L’homme du jour s’appelle Emile BIDAULT.

Militant et propagandiste anarchiste français.
Il est né le 29 mai 1869 à Palaiseau (région parisienne) et mort un 28 janvier. Animateur, en 1886, avec Joseph Tortelier (billet du 1er décembre 09) et d’autres, de la « Ligue des Antipatriotes », qui avait pour but de lutter contre le militarisme, la guerre qui en découle et son corollaire, le patriotisme. D’abord mécanicien, il sera ensuite gérant de magasin à Yvetot. Lorsque la guerre éclate, fidèle à ses convictions antimilitaristes et pacifistes, il soutient la position de
Sébastien Faure (billet du 06 janvier). En 1916, en sursis de mobilisation il travaille à la fabrication de moteurs d’aéroplanes à Billancourt. Après la guerre il tente, en 1919, de créer une bibliothèque mobile et gratuite. Il prend part à l’administration du « Libertaire » et de la « Librairie sociale » qui en dépendait. En 1922, il est trésorier du « Comité de Défenses Sociale ». Il va dès lors faire oeuvre de propagandiste et de vulgarisateur des idées libertaire avec la publication de la « Brochure Mensuelle ». Il sera ensuite, en 1934 et 1935, le gérant du journal « La Conquête du pain ».
Il meurt ce 28 janvier 1938 et sera incinéré au cimetière du Père-Lachaise à Paris. (la photo est celle de sa revue « la brochure mensuelle)
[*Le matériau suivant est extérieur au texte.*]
PR #744, opened 2024-03-05
Change default nperseg behaviour

### LINKED ISSUE #724: Change PSD default window length
Right now we just default to all of `scipy.welch`'s defaults but 256 data points gives really useless PSDs for the types of data we work with. Let's use the timestamps in the axismanager to give a slightly better default when one isn't given.

skhrg:
Closes #724 (my first issue!)

### DIFF
--- a/sotodlib/tod_ops/fft_ops.py
+++ b/sotodlib/tod_ops/fft_ops.py
@@ -196,28 +196,34 @@ def calc_psd(
     timestamps=None, 
     max_samples=2**18,
     prefer='center',
+    freq_spacing=None,
     merge=False, 
     overwrite=True, 
     **kwargs
 ):
-    """Calculates the power spectrum density of an input signal using signal.welch()
-    Data defaults to aman.signal and times defaults to aman.timestamps
+    """Calculates the power spectrum density of an input signal using signal.welch().
+    Data defaults to aman.signal and times defaults to aman.timestamps.
+    By default the nperseg will be set to power of 2 closest to the 1/50th of
+    the samples used, this can be overridden by providing nperseg or freq_spacing.
         
     Arguments:
         aman (AxisManager): with (dets, samps) OR (channels, samps)axes.
-        signal (float ndarray): data signal to pass to scipy.signal.welch()
-        timestamps (float ndarray): timestamps associated with the data signal         
-        max_samples (int): maximum samples along sample axis to send to welch
+        signal (float ndarray): data signal to pass to scipy.signal.welch().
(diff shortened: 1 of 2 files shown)


sotodlib/tod_ops/fft_ops.py
```diff
@@ -196,12 +196,15 @@ def calc_psd(
...
     max_samples=2**18,
     prefer='center',
+    freq_spacing=None,
     merge=False, 
     overwrite=True, 
     **kwargs
 ):
     """Calculates the power spectrum density of an input signal using signal.welch()
     Data defaults to aman.signal and times defaults to aman.timestamps
+    By default the nperseg will be set to the base 2 number closest to the 1/50th of
```
mhasself, line 206: End previous sentence ^^^  with a period.

"base 2 number" -> "power of 2"

sotodlib/tod_ops/fft_ops.py
```diff
@@ -211,6 +214,9 @@ def calc_psd(
         prefer (str): One of ['left', 'right', 'center'], indicating what
             part of the array we would like to send to welch if cuts are
             required
+        freq_spacing (float): The approximate desired frequency spacing of the PSD.
+                              If None the default nperseg of ~1/50th the signal length is used.
+                              If an nperseg is explicitly passed then that will be used.
```
mhasself, line 219: Please repair formatting to match other args.

sotodlib/tod_ops/fft_ops.py
```diff
@@ -240,13 +246,15 @@ def calc_psd(
             raise ValueError(f"Invalid choise prefer='{prefer}'")
         start = offset
         stop = offset + max_samples
-    
+    fs = 1/np.nanmedian(np.diff(timestamps[start:stop]))
+    if "npserseg" not in kwargs:
```
mhasself, line 250: npserseg is a typo.  The punishment for this is usually to make a unit test!

mhasself (changes requested):
So I guess there's no point in making the "50" a parameter for the function, because more likely a user will have a particular frequency resolution in mind?  That's fine.

See requests inline.

skhrg:
Requesting permission to fix all the PEP8 issues in the `fft_ops` file in this PR as well.
Also on unit tests, if someone makes a list of ones we want in an issue (or an issue per) I am happy to start banging those out on days like this where site computing is betraying me.

mhasself (approved):
Fine by me!

I guess it's ok to pep8 the file just before merge... . Make sure it's a dedicated commit, no functional changes, and the commit message is clear that it's "reformatting only".

PR #746, opened 2024-03-06
ensure pid_direction to be 1 or -1 or 0

ykyohei:
Fixed issue with getting nan value for pid_direction.

This issue resulted in a ValueError when loading hwp metadata.

ValueError: The field 'pid_direction' does not share axis 'dets'; pid_direction is not identical across all items pass other_fields='drop' or 'first' or else remove this field from the targets.


yukisakurai (approved):
Looks good, it worked correctly on `obs_1700290002_satp1_1111111`.
(Apologies that I can't contribute much lately due to duty works.)

PR #747, opened 2024-03-06
Improve AxisManager concatenation (for metadata loading)

mhasself:
When concatenating AxisManagers (during metadata loading):
- Non-dets vectors that contain nans do not automatically trigger a concatenation failure.
- You can use metadata spec entry like `drop_fields: ["one", "two", "other_*"]` to discard things before concatenation. 
- We don't concatenate single items any more, we just return them.

### DIFF
--- a/docs/context.rst
+++ b/docs/context.rst
@@ -114,9 +114,9 @@ annotated example.
   # A list of metadata products that should be loaded along with the
   # TOD.  Each entry in the list points to a metadata database (an
   # sqlite file) and specifies the name under which that information
-  # should be associated in the loaded data structure.  In some
-  # cases a "loader" name is also given, but usually this is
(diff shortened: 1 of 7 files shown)


msilvafe (approved):
Thanks for the update, looking forward to the HWP metadata loading speedup from this :)

In the `Context/Annotated Exmple` section of the docs can you add in an example of how to use `drop_fields` and `load_fields`? Or maybe you have another place you think it would fit well but I think the core of it pretty clearly outlined in the docstring you added to `AxisManager.load` but I think an example of using it at the higher level would be helpful. Also in the docstring of the `MetadataSpec` class you call out the usage of `'.'` for nested fields and `'*'` for wildcard perhaps you can give an example there as well like you do in `AxisManager.load` .

PR #1485, opened 2025-12-05
Depth1 mapmaking script refactoring

iparask:
Trying to integrate mapcat to the depth1 mapmaking script, I realized that it was too difficult for me to move around. So I suggest the following refactoring as the first step. I think more cleaning needs to happen as there are functions that are not used at all.

Let me know what you think and how we can make it better.

### DIFF
--- a/.github/workflows/test.yml
+++ b/.github/workflows/test.yml
@@ -61,7 +61,7 @@ jobs:
 
       - name: Install sotodlib
         run: |
-          python3 -m pip install -vv .[tests]
+          python3 -m pip install -vv .[site_pipeline,tests]
 
       - name: Run Serial Tests
         run: |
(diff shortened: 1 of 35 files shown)


mhasself (commented):
There's already a site_pipeline.util, so we're not going to add a .utils :)

Maybe put these functions in `sotodlib.mapmaking.depth1_utils` ?

This PR isn't only whitespace / organizational changes... this version has stopped writing the .empty files.  Is everyone on board with that?

iparask:
With the integration of the DB, there is no reason for the empty files. This is my understanding at least. @chervias can you verify?

> There's already a site_pipeline.util, so we're not going to add a .utils :)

Au cours de mes modestes recherches pour alimenter ma galerie de portraits, je suis tombé sur cette définition et je ne résiste pas au plaisir de vous la soumettre quelques semaines avant des élections régionales: « Parlement: Mot étrange constitué à partir de deux verbes, parler et mentir… » A bon entendeur…

Allez, merci encore de votre visite, portez vous bien et à demain peut-être.